## Task prompt
Starting with the first line of the data that follows, transcribe every line verbatim until the line containing "use Egulias\EmailValidator\EmailValidator;" has been transcribed.

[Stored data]
PR #7315, opened 2021-03-15
Cache some user related lookup operations

nanaya:
Found this when adding favourite button on card. Also updated other lookups while at it.

Bonus point if the servers are updated to have the native extension installed instead of using polyfill (`php7.x-ds`) (native is automatically prioritised over polyfill if installed).

### DIFF
--- a/app/Models/User.php
+++ b/app/Models/User.php
@@ -22,6 +22,7 @@ use App\Traits\Validatable;
 use Cache;
 use Carbon\Carbon;
 use DB;
+use Ds\Set;
 use Egulias\EmailValidator\EmailValidator;
 use Egulias\EmailValidator\Validation\NoRFCWarningsValidation;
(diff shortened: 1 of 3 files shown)


app/Models/User.php
```diff
@@ -1523,17 +1524,29 @@ public function nominationModes()
 
     public function hasBlocked(self $user)
     {
-        return $this->blocks->where('user_id', $user->user_id)->count() > 0;
+        $blockIds = $this->memoize(__FUNCTION__, function () {
```
notbakaneko, line 1527: I feel like these should be memoized as `__FUNCTION__` 🤔

nanaya: still close enough and saves me thinking of name :shrug:

notbakaneko (approved):

PR #7322, opened 2021-03-16
Return beatmap checksum in API response by default

### LINKED ISSUE #6777: Including checksum of Beatmap object on api v2
[this code hides the 'checksum' attribute](https://github.com/ppy/osu-web/blob/2d5561aca34b3ad71f7524e3a4a5633b3b6863a3/app/Models/Beatmap.php#L62).
I think if this attribute is included in Beatmap object from api v2, services such as beatmap mirrors will be able to check for updates without using api v1.

LiquidPL:
Fixes #6777.


app/Transformers/BeatmapCompactTransformer.php
```diff
@@ -17,6 +17,10 @@ class BeatmapCompactTransformer extends TransformerAbstract
         'max_combo',
     ];
 
+    protected $defaultIncludes = [
```
LiquidPL, line 20: One thing I'm not sure about is whether this should be here or in `BeatmapTransformer`.

ilsubyeega: im not very sure but if this compacted beatmap should have checksum as default, i think it should be in transform function (and remove related code)

LiquidPL: Good point, I've left it here for now so it doesn't break any instances that depend on the `checksum` include, but if we actually decide on keeping it here it should be removed, yes.

notbakaneko (changes requested):
given the supposed use-case for this, it should be in `BeatmapTransformer` instead

omkelderman:
in the api documentation is the checksum field mentioned as optional attribute of `BeatmapCompact`: https://osu.ppy.sh/docs/index.html#beatmapcompact. I dont know exactly how the Transformer logic works but to me it looks like the most logical place would be inside the `BeatmapCompactTransformer` where it is right now?

LiquidPL:
It's optional in `BeatmapCompactTransfomer`, but now we'll make it default in `BeatmapTransformer`.

notbakaneko (approved):

PR #7331, opened 2021-03-18
Fix notification not sent in some cases

### LINKED ISSUE #7325: Problem / DQ notifications rarely, if ever work on the website
I confirmed this with a significant number of people. They may have notifications enabled for their mode, or for every mode. In each case, many of them have not received any notifications for DQs or problems on qualified maps via the osu website in months.  Some receive notifications only sporadically.

For instance, I have all modes enabled for reports, and I have osu! enabled for disqualification notifications

image

Here is my notifications for beatmaps up to a few days ago:
image

Noted in green are report notifications.

But it's missing a LOT of things
By comparing to a #mapfeed history hosted by bots in discord servers and double checking the map discussion histories to be sure, there have been **24** disqualification events for osu! maps in the past 5 days, of which **0** showed up in my notifications. 
Similar goes for the problem notifications, only a few of many many more actually notified me. This is a serious issue as it means my reliable reporting tools are only available off platform, and the on-platform ones are broken.

For example https://osu.ppy.sh/beatmapsets/1228487/discussion/2822288/general#/2218546  https://osu.ppy.sh/beatmapsets/1395277/discussion/2880013/general#/2218508 these never notified me.

**Conclusion:**

Something is broken with them, and they aren't working as intended.

nanaya:
Mainly for "global" type notifications. Avoid doing large `whereIn` query.

Resolves #7325.

### DIFF
--- a/app/Jobs/Notifications/BroadcastNotificationBase.php
+++ b/app/Jobs/Notifications/BroadcastNotificationBase.php
@@ -9,6 +9,7 @@ use App\Events\NewPrivateNotificationEvent;
 use App\Exceptions\InvalidNotificationException;
 use App\Models\Notification;
 use App\Models\User;
+use App\Models\UserGroup;
 use App\Models\UserNotification;
 use App\Models\UserNotificationOption;
 use App\Traits\NotificationQueue;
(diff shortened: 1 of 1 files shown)


app/Jobs/Notifications/BroadcastNotificationBase.php
```diff
@@ -80,39 +81,51 @@ private static function applyDeliverySettings(array $userIds)
...
+        $allBotUserIds = UserGroup
+            ::where('group_id', $botGroupId)
+            ->select('user_id');
+
+        // only consider users with bot as their primary group
         $botUserIds = User
-            ::whereIn('user_id', $userIds)
-            ->where('group_id', app('groups')->byIdentifier('bot')->getKey())
+            ::where('group_id', $botGroupId)
+            ->whereIn('user_id', $allBotUserIds)
```
notbakaneko, line 128: This part seems unnecessary - if going by the primary group, the `User::isBot` check is just `$this->group_id === app('groups')->byIdentifier('bot')->getKey();`
The old query was just limiting the result set to the list of users given instead of selecting all bot users.

I wonder if the list of bot users is something worth caching? 🤔

notbakaneko (changes requested):

app/Jobs/Notifications/BroadcastNotificationBase.php
nanaya: yeah there's no index on `group_id` on users table. The query should be simple enough (primary key lookup on two tables) and the amount of data is minimal so it should be fine doing this query (or at least not much worse compared to the current one) :shrug:

notbakaneko (approved):

PR #7334, opened 2021-03-19
Split out discord endpoints for user reports into two categories

peppy:
This was a request from the moderation team, who don't deal with cheating reports but have them clogging up the content moderation channel.

Requires `.env` update.


nanaya (approved):

TicClick:
@peppy as **no** reports reach the respective Discord channel now (doesn't matter if the reason is cheating or not), this seems to be deployed. could you please check if everything is okay and the destination for non-cheating reports is what it was before?

PR #9627, opened 2022-12-12
Update composer lockfile

notbakaneko:
This is to update `laravel/octane` to 1.3 to support Swoole 5.
There're  2 parts, the minimum to have `laravel/octane` 1.3 installed 
- [x] #9650

`composer update` and fix for breaking changes ಠ_ಠ

The jwt validation thing wants a longer key
Now with more overrides to fractal be able to return `null`s in the response ಠ_ಠ


notbakaneko:
set to draft because it turns out there're breaking changes

notbakaneko:
hope nothing else is broken 👀

nanaya (approved):

PR #9628, opened 2022-12-12
Add support for exp rank history

nanaya:
🤷‍♀️


peppy:
Have added migration entry.

notbakaneko (approved):

PR #9629, opened 2022-12-12
Fix rank history display when there's no history

nanaya:
Not sure how frequent this happens (or if still possible to happen at all).


notbakaneko (commented):
not sure if this happens after #9630 since `is_ranked` should now be now `false` those cases 🤔

nanaya:
It's more for when the rank history entry is missing despite having rank in user statistics.

notbakaneko (approved):

PR #9635, opened 2022-12-12
Add support for hiding supporter event on own recent activity

### LINKED ISSUE #9578: Supporter gifting improvements
This has been a recurring request to me, and I feel we should spend a short amount of time to make this work better.

### Ability to hide fact one gifted a tag

When gifting a supporter, the gifter should have a checkbox which decides whether it shows the gift on their user page via the following message:

Safari 2022-12-02 at 04 57 47

### Ability to attach a message when gifting

A textbox should be added which allows adding an optional message which can be sent along with the tag.

---

It would be great if we could get this implemented in the week or so, I think it would give people a nice way to personalise supporter gifts over the giving season.

@notbakaneko @nanaya can one of you take this (or a community contributor like @cl8n otherwise)?

notbakaneko:
- [ ] decide what actually adds events to activity

This is a bit less trivial than it sounds as it's possible to have multiple supporter tags in the same `Order`, so I'm not sure what should be the rule of when it can be hidden or not 🤔 
The current version hides only if everything in the same order is marked to be hidden.

closes #9578

### DIFF
--- a/app/Models/Store/Order.php
+++ b/app/Models/Store/Order.php
@@ -706,6 +706,7 @@ class Order extends Model
     private function extraDataSupporterTag(array $orderItemParams)
     {
         $params = get_params($orderItemParams, 'extra_data', [
+            'hidden:bool',
             'target_id:int',
         ]);
 
--- a/app/Libraries/Fulfillments/SupporterTagFulfillment.php
+++ b/app/Libraries/Fulfillments/SupporterTagFulfillment.php
@@ -85,10 +85,12 @@ class SupporterTagFulfillment extends OrderFulfiller
 
         $isGift = count($gifts) !== 0;
 
-        Event::generate(
-            $this->continued ? 'userSupportAgain' : 'userSupportFirst',
-            ['user' => $donor, 'date' => $this->order->paid_at]
-        );
+        if ($items->contains(fn (OrderItem $item) => !$item->extra_data->hidden)) {
+            Event::generate(
+                $this->continued ? 'userSupportAgain' : 'userSupportFirst',
+                ['user' => $donor, 'date' => $this->order->paid_at]
+            );
+        }
 
         if (present($donor->user_email)) {
             Mail::to($donor)
--- a/app/Models/Store/ExtraDataSupporterTag.php
+++ b/app/Models/Store/ExtraDataSupporterTag.php
@@ -14,12 +14,14 @@ class ExtraDataSupporterTag extends ExtraDataBase implements JsonSerializable
     const TYPE = 'supporter-tag';
 
     public int $duration;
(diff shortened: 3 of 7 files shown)


cl8n:
I think it should hide if *any* are marked to be hidden, otherwise the option is kind of lying and user won't get the expected result. also, I think this can be stated outright in the option for clarity -- "hide all gifts in this order from my activity" or similar

peppy:
Could work better as a final checkout option, agree.

notbakaneko:
I put it on the very last step before picking a payment method, although I wonder if it should be on the previous page instead 🤔

app/Models/Store/Order.php
```diff
@@ -368,6 +369,11 @@ public function canUserCancel(): bool
         return $this->status === static::STATUS_PAYMENT_REQUESTED;
     }
 
+    public function containsSupporterTag(): bool
+    {
+        return $this->items->first(fn (OrderItem $item) => $item->product->custom_class === Product::SUPPORTER_TAG_NAME) !== null;
```
nanaya, line 374: more like `->contains(...);`

resources/views/store/checkout/show.blade.php
```diff
@@ -34,6 +34,18 @@
...
+                    @include('objects._switch', ['locals' => [
+                        'additionalClass' => 'js-store-checkout-option',
+                        'checked' => $order->isGiftsHidden(),
+                        'name' => 'hide_from_activity',
+                    ]])
+                    {{ osu_trans('store.checkout.hide_from_activity') }}
+                </label>
+            @endif
+
+
```
nanaya, line 48: extra line

resources/views/store/checkout/show.blade.php
```diff
@@ -34,6 +34,18 @@
 
             @include("store.objects.order", ['order' => $order, 'modifiers' => ['checkout']])
 
+            @if ($order->containsSupporterTag())
```
nanaya, line 37: I think the final state should be shown in the invoice

resources/assets/lib/core-legacy/store-checkout.coffee
```diff
@@ -33,7 +33,8 @@ export class StoreCheckout
       showLoadingOverlay.flush()
 
       init[provider]?.then ->
-        $.post(route('store.checkout.store'), { provider, orderId })
+        hide_from_activity = document.querySelector('.js-store-checkout-option')?.checked
```
nanaya, line 36: the class name ("store checkout option") and what it does doesn't match ("hide from activity")

nanaya (changes requested):

nanaya (approved):

PR #9636, opened 2022-12-13
Create groups hidden by default in `Groups::byIdentifier()` fallback

cl8n:
to prevent https://osu.ppy.sh/groups/47 from happening again (and someone should fix that; either hide it or give it a real name/description)

also blank description by default instead of identifier name.


notbakaneko:
There also used to be a thing to stop groups from being auto-created on production because groups on production should exist first https://github.com/ppy/osu-web/pull/5617

app/Libraries/Groups.php
```diff
@@ -70,9 +70,10 @@ public function byIdentifier(string $id): Group
         if ($group === null) {
             try {
                 $group = Group::create([
-                    'identifier' => $id,
+                    'group_desc' => '',
                     'group_name' => $id,
-                    'group_desc' => $id,
+                    'group_type' => 0,
```
nanaya, line 75: should be 2 instead ([`GROUP_HIDDEN`](https://github.com/phpbb/phpbb/blob/eb1edd12a1bc6adbb496d043fd2c883f366f452c/phpBB/includes/constants.php#L78-L83))

nanaya (changes requested):

nanaya (approved):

## Reply to the task
PR #7315, opened 2021-03-15
Cache some user related lookup operations

nanaya:
Found this when adding favourite button on card. Also updated other lookups while at it.

Bonus point if the servers are updated to have the native extension installed instead of using polyfill (`php7.x-ds`) (native is automatically prioritised over polyfill if installed).

### DIFF
--- a/app/Models/User.php
+++ b/app/Models/User.php
@@ -22,6 +22,7 @@ use App\Traits\Validatable;
 use Cache;
 use Carbon\Carbon;
 use DB;
+use Ds\Set;
 use Egulias\EmailValidator\EmailValidator;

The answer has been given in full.